* _TASK INSTRUCTIONS_
"3. Do you see any risk with this approach ?" appears in one line of the records below. Output that line and each one after it, exactly, through the last line.

BEGIN

Issue #2119, opened 2022-05-22
fetch dependency output from state directly


Ido-DY:
I have a few components that have many dependencies, when I run `terragrunt plan` it could take a few minutes to run.
I ran the plan with `--terragrunt-log-level debug` then I saw that for each dependency, Terragrunt is executing `terraform init`and `terraform output -json`.

I compared the output of `terraform output -json` with the state stored in my S3 bucket and it was just the same, then I made an experiment: for all of our components, I configured Terrraform to skip `init` and return the output from the bucket directly when called on a dependency with `output -json` by Terragrunt.

My experiment shows incredible results by performing the `plan` action up to 10X time faster while preserving just the exact result.

I saw in the code that the dependency output is fetched from the remote state by executing `terraform init && terraform output -json` : https://github.com/gruntwork-io/terragrunt/blob/020ad12980358b8fabb8b9d778e5bc15dd3b211f/config/dependency.go#L522

Now I wonder about a few things:

1. Have you considered fetching the output of dependencies directly from the state files (by an API call to the backend), instead of `terraform init && terraform output -json` ?
2. Will you accept such contribution ?
3. Do you see any risk with this approach ?

yorinasub17:
> by an API call to the backend
> Do you see any risk with this approach?

While I agree that this will most likely be the fastest approach, I worry that this may be brittle. Off the top of my head, I can see the following risks with this approach:

- What will we do if the project isn't using S3? E.g., the backend is in Terraform Cloud, or Azure?
- How do we keep track of all the version formats? E.g., what happens when Terraform updates the internal representation of the state object? When do we deprecate support for a particular state representation?
- Should we handle state locking? E.g., `terraform output` gets a read lock on the state file so that it doesn't try to read it out when an `apply` is actively happening on it. Should we mirror that behavior?

With that said, I think this is probably a good addition to have given that terraform output reading tends to be a looming performance concern. I think I would be open to a contribution that makes this, provided that:

- It is opt-in (that is, we don't default to this mechanism of extracting outputs)
- The state extracting logic is encapsulated in a way that we can extend this to GCS buckets and other backends in the future.
- There is a good, maintainable way to handle changing state representations.

lorengordon:
Does terragrunt cache the output of dependencies in any given run, or is it running init and output multiple times for the same dependency? Maybe a cache of the outputs for a given dependency would be a big improvement?

yorinasub17:
[...]

PR #2123, opened 2022-05-25
feat: fetch dependency output from state

Ido-DY:
In following to #2119


denis256:
Hi,
an integration test to track that this feature continue to work will be helpful, examples how to do it are in [integration_test.go](https://github.com/gruntwork-io/terragrunt/blob/master/test/integration_test.go#L716)

yorinasub17:
Thanks for the contribution! Will merge and release this now!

END

* _ANSWER_
3. Do you see any risk with this approach ?

yorinasub17:
> by an API call to the backend
> Do you see any risk with this approach?

While I agree that this will most likely be the fastest approach, I worry that this may be brittle. Off the top of my head, I can see the following risks with this approach:

- What will we do if the project isn't using S3? E.g., the backend is in Terraform Cloud, or Azure?
- How do we keep track of all the version formats? E.g., what happens when Terraform updates the internal representation of the state object? When do we deprecate support for a particular state representation?
- Should we handle state locking? E.g., `terraform output` gets a read lock on the state file so that it doesn't try to read it out when an `apply` is actively happening on it. Should we mirror that behavior?

With that said, I think this is probably a good addition to have given that terraform output reading tends to be a looming performance concern. I think I would be open to a contribution that makes this, provided that:

- It is opt-in (that is, we don't default to this mechanism of extracting outputs)
- The state extracting logic is encapsulated in a way that we can extend this to GCS buckets and other backends in the future.
- There is a good, maintainable way to handle changing state representations.

lorengordon:
Does terragrunt cache the output of dependencies in any given run, or is it running init and output multiple times for the same dependency? Maybe a cache of the outputs for a given dependency would be a big improvement?

yorinasub17:
[...]

PR #2123, opened 2022-05-25
feat: fetch dependency output from state

Ido-DY:
In following to #2119


denis256:
Hi,
an integration test to track that this feature continue to work will be helpful, examples how to do it are in [integration_test.go](https://github.com/gruntwork-io/terragrunt/blob/master/test/integration_test.go#L716)

yorinasub17:
Thanks for the contribution! Will merge and release this now!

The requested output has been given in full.